D’Alembert éprouvait alors les effets de cette injustice ; depuis qu’il s’était placé parmi les gens de lettres du premier ordre, on s’était rendu plus difficile sur sa réputation comme géomètre. Le public, qui laisse assez paisiblement les mathématiciens (dont il ne connaît que les noms) régler les rangs entre eux, et se distribuer la gloire à leur gré, n’eut pas la même indulgence pour un géomètre littérateur et philosophe ; quelques sa vans profitèrent de cette disposition générale, ils essayèrent modestement de faire croire qu’ils étaient au moins ses égaux ; et souvent des étrangers, qui n’avaient pas le même intérêt de déprimer sa réputation, ont été frappés de la contradiction qu’ils observaient entre l’opinion des sociétés de Paris et le jugement de l’Europe. D’Alembert crut voir la suite de la même injustice dans la manière dont sa solution du problème des trois corps était appréciée par quelques personnes (ce n’étaient pas celles qui l’avaient résolu ou qui auraient pu le résoudre), et il défendit avec chaleur des droits qu’il eût abandonnés même par amour-propre, si on avait été juste envers lui.

Dans ses Recherches sur le système du monde, d’Alembert examina la question de la figure de la terre ; Newton doit être regardé comme celui qui l’a traitée le premier, car Huyghens avait démêlé seulement l’influence que le changement de la force centrifuge aux différentes latitudes devait avoir sur la force de gravité, mais sans avoir bien connu la vraie direction et la véritable loi de la pesanteur.

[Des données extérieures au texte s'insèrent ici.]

PR #826, opened 2022-01-18
Update to the latest Viper pre-release

fpoli:
Make the bot update to the latest Viper version, *including pre-releases*.


fpoli:
Updating to the latest Viper version currently fails because `VerificationError` no longer has a direct `counterexample` field. It has been moved into `failureContexts`.

I'll make the script update the viper version anyway. As soon as someone has time and knowledge to fix that, we can actually commit the upgrade to master.

PR #831, opened 2022-01-21
Specification encoding refactor

Aurel300:
## Summary of changes

- Syntax in specifications is re-entrant: Prusti and Rust syntax can be mixed.
- Pre-typing encoding of specifications is simplified, no JSON or Prusti AST, instead specifications are embedded directly into Rust AST.
- Small improvements to quantifier-related error messages.
- `after_expiry_if` removed (untested, undocumented).

Thanks @JustinHuPrime (and @alexanderjsummers) for prototyping the re-entrant parser.


vir/src/legacy/ast/expr.rs
```diff
@@ -1140,11 +1140,11 @@ impl Expr {
...
             | Expr::Variant(_, Field { ref typ, .. }, _)
             | Expr::Field(_, Field { ref typ, .. }, _)
-            | Expr::AddrOf(_, ref typ, _)
-            | Expr::LetExpr(LocalVar { ref typ, .. }, _, _, _) => typ,
+            | Expr::AddrOf(_, ref typ, _) => typ,
             Expr::LabelledOld(_, box ref base, _)
             | Expr::Unfolding(_, _, box ref base, _, _, _)
-            | Expr::UnaryOp(_, box ref base, _) => base.get_type(),
+            | Expr::UnaryOp(_, box ref base, _)
+            | Expr::LetExpr(_, _, box ref base, _) => base.get_type(),
```
Aurel300, line 1147: This one was annoying to find. @vakaras are `let`s assigned the correct type (i.e. the type of the `base` expression, *not* the type of the bound variable) in the new layers?

vakaras: Shouldn't the types match exactly? We probably should add an assert that ensures that.

prusti-specs/src/rewriter.rs
```diff
@@ -105,90 +99,127 @@ impl AstRewriter {
...
+        self.generate_spec_item_fn(
+            spec_type,
+            spec_id,
+            parse_prusti(tokens)?,
+            item
+        )
+    }
+/*
+    /// Parse a pledge without lhs into a Rust expression
+    pub fn process_pledge_rhs_only(
```
vakaras: Why is this commented out? I would prefer to not have commented out code.

vir/src/legacy/ast/expr.rs
Aurel300: `let foo == 1 in (foo + 1 == 2)`: the let-expression has type `Bool`, but the bound variable is `Int`.

prusti-tests/tests/verify/fail/quantifiers/triggers.rs
```diff
@@ -28,7 +28,7 @@ fn dummy(_n: isize, _res: isize) -> bool { true }
 
 #[requires(
     // This is an unsound quantifier to check whether triggerring works.
-    forall(|n: isize, res: isize| fib(n) == res, triggers=[(dummy(n, res),)])
+    forall(|n: isize, res: isize| fib(n) == res, triggers=[(dummy(n, res))])
```
vakaras: This change looks wrong: triggers are vectors of tuples. How it is recognized that `(dummy(n, res))` is a tuple?

prusti-viper/src/encoder/mir/pure/specifications/encoder.rs
```diff
@@ -1,824 +1,373 @@
...
-                        upper_bound,
-                    ));
-                }
-            } else if config::encode_unsigned_num_constraint() {
-                if let ty::TyKind::Uint(_) = ty.kind() {
-                    let expr =
-                        vir_high::Expression::less_equals(0u8.into(), encoded_arg.clone().into());
-                    bounds.push(expr);
-                }
+// ================== high ==================
```
vakaras: Could you please split this into separate files because the comments are hard to notice?

prusti-viper/src/encoder/mir_encoder/mod.rs
```diff
@@ -50,6 +48,15 @@ pub trait PlaceEncoder<'v, 'tcx: 'v> {
         format!("{:?}", local)
     }
 
+    fn encode_local_high(&self, local: mir::Local) -> SpannedEncodingResult<vir_crate::high::VariableDecl> {
+        let var_name = self.encode_local_var_name(local);
```
vakaras, line 53: Why not using:

```suggestion
self.encoder().encode_local_high(self.mir, local)
```

vakaras (approved):
LGTM

vir/src/legacy/ast/expr.rs
vakaras: Oh, I see.

prusti-viper/src/encoder/mir/pure/pure_functions/interpreter.rs
```diff
@@ -210,7 +180,7 @@ impl<'p, 'v: 'p, 'tcx: 'v> BackwardMirInterpreter<'tcx>
         trace!("apply_terminator {:?}, states: {:?}", term, states);
         use rustc_middle::mir::TerminatorKind;
         let span = term.source_info.span;
-        let location = self.mir.terminator_loc(bb);
+        let _location = self.mir.terminator_loc(bb);
```
fpoli: Remove?

prusti-viper/src/encoder/mir/pure/pure_functions/interpreter.rs
```diff
@@ -746,7 +744,7 @@ impl<'p, 'v: 'p, 'tcx: 'v> BackwardMirInterpreter<'tcx>
     ) -> Result<(), Self::Error> {
         trace!("apply_statement {:?}, state: {}", stmt, state);
         let span = stmt.source_info.span;
-        let location = mir::Location {
+        let _location = mir::Location {
```
fpoli: Remove?

prusti-viper/src/encoder/mir/pure/pure_functions/interpreter.rs
```diff
@@ -830,7 +828,8 @@ impl<'p, 'v: 'p, 'tcx: 'v> BackwardMirInterpreter<'tcx>
                                     let (encoded_rhs, is_value) = self.encode_operand(operand).with_span(span)?;
                                     if is_value {
```
fpoli, line 864: It is now true that in this file that all pure function arguments are passed as values (i.e. primitive values or snapshot values)?

prusti-tests/tests/verify/fail/quantifiers/triggers.rs
Aurel300: I'll undo the change and allow trailing-comma syntax. However, `triggers=[(foo)]` will also be recognised as the singular trigger set with `foo` as its one expression. This is not parsed by Rust or `syn`, so the comma is optional even for one-expression trigger sets.

vakaras: Sounds good.

prusti-viper/src/encoder/mir/pure/pure_functions/interpreter.rs
Aurel300: I think yes, so the second element of the `encode_operand` tuple should be removable.

prusti-viper/src/encoder/procedure_encoder.rs
```diff
@@ -1061,23 +986,6 @@ impl<'p, 'v: 'p, 'tcx: 'v> ProcedureEncoder<'p, 'v, 'tcx> {
...
-            let variant_field = if let ty::TyKind::Adt(adt_def, _) = place_ty.kind() {
-                let tcx = self.encoder.env().tcx();
-                let variant_name = adt_def.variants[variant_idx].ident(tcx).to_string();
-                self.encoder.encode_enum_variant_field(&variant_name)
-            } else {
-                unreachable!()
-            };
-            downcast_stmts.push(vir::Stmt::Downcast( vir::Downcast {base: encoded_place, field: variant_field} ));
-        }
-
```
fpoli, line 1080: This looks suspicious to me. Without this, are fold-unfold statements for variants of enums generated correctly?

prusti-viper/src/encoder/mir/pure/pure_functions/interpreter.rs
fpoli: Then, I think that the `state.substitute_value(&encoded_lhs, snapshot);` at (new) line 846 should be enough to encode this case. That is, the `state.substitute_value(&field_place, encoded_rhs.clone());` should be redundant because `encoded_lhs` is always going to be a proper prefix of `field_place`. The same should hold for many other cases (`AggregateKind::Adt` etc).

Newton résolut le problème, en regardant la terre comme un solide homogène de révolution. Clairaut en donna la solution dans l’hypothèse d’une densité variable, mais la même dans chaque couche concentrique, et en supposant par conséquent que la force de la pesanteur est toujours perpendiculaire à la surface. Ces suppositions, quelque naturelles qu’elles paraissent, sont un peu arbitraires, et d’Alembert traita le problème d’une manière plus générale et plus rigoureuse, en supposant seulement la figure peu différente d’une sphère, et la densité assujétie à une loi quelconque.

On sait que dans ces questions on suppose à la terre une figure telle que, si elle était fluide, ses parties resteraient en équilibre, et qu’elle conserverait la même figure, sans aucun autre changement que les oscillations produites dans la masse fluide par l’action des corps célestes ; cette supposition fit découvrir à d’Alembert, qu’il existait pour les fluides deux états d’équilibre, l’un fixe, auquel la masse reviendrait après avoir éprouvé un petit dérangement ; et l’autre non fixe, qu’un léger mouvement suffit pour détruire sans retour, observation qui, s’étendant à toutes les espèces de corps, est très-importante dans l’application des principes de la mécanique aux phénomènes de la nature.